A total of 187,200 jobs were created in the non-farm private sector in 2016, the highest annual figure since 2007 before the global financial crisis slammed the world economy.
The most dynamic quarter of the year was the September-December period when 64,400 jobs were created.
Philippe Waechter, chief economist at Natixis, a French investment bank, said the rise was "in line with improving sentiment among business leaders who are anticipating an increase in activity." The French central bank raised its growth forecasts for this year on Thursday, saying it now expected the economy to expand by 1.3 percent from 1.1 percent in 2016.
This remains below the Socialist government's forecast of 1.5 percent, but is in line with many private forecasters and the OECD who have also been adjusting their outlook for France upwards. The uptick in job creation comes too late for Socialist President Francois Hollande who decided in December not to stand for re-election after having failed to lower the unemployment rate of around 10 percent over his five-year term.
He staked his future on tax incentives for new positions and pro-market economic reforms, such as changes to France's rigid labour code, which he hoped would generate fresh employment. "It's surprising that with growth so low we have managed to create so many jobs," economist Mathieu Plane from the OFCE economic think tank at Sciences Po university in Paris observed.

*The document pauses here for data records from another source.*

PR #361, opened 2017-02-02
Fix unnecessary rotation in PhotoSendActivity.

Sam1301:
When a picture is clicked and sent directly (without a crop or edit), it
gets rotated by 90 as most phone cameras are landscape. To solve this,
it'd be better to use the displayed image and save it in the current
photo path before sending.


smarx:

kunall17:
@timabbott LGTM!:)

timabbott:
Merged, thanks @Sam1301!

French growth still lags the eurozone's as a whole, which is forecast by the European Central Bank to expand by 1.8 percent in 2017. Unemployment remains double the rate of that of Germany or Britain. Polls show that jobs are the main concern for French voters, far more than immigration or security despite a string of attacks on France since 2015. Independent centrist Emmanuel Macron, a 39-year-old former economy minister responsible for one of Hollande's main pro-market reforms, is currently the favourite to be the next president.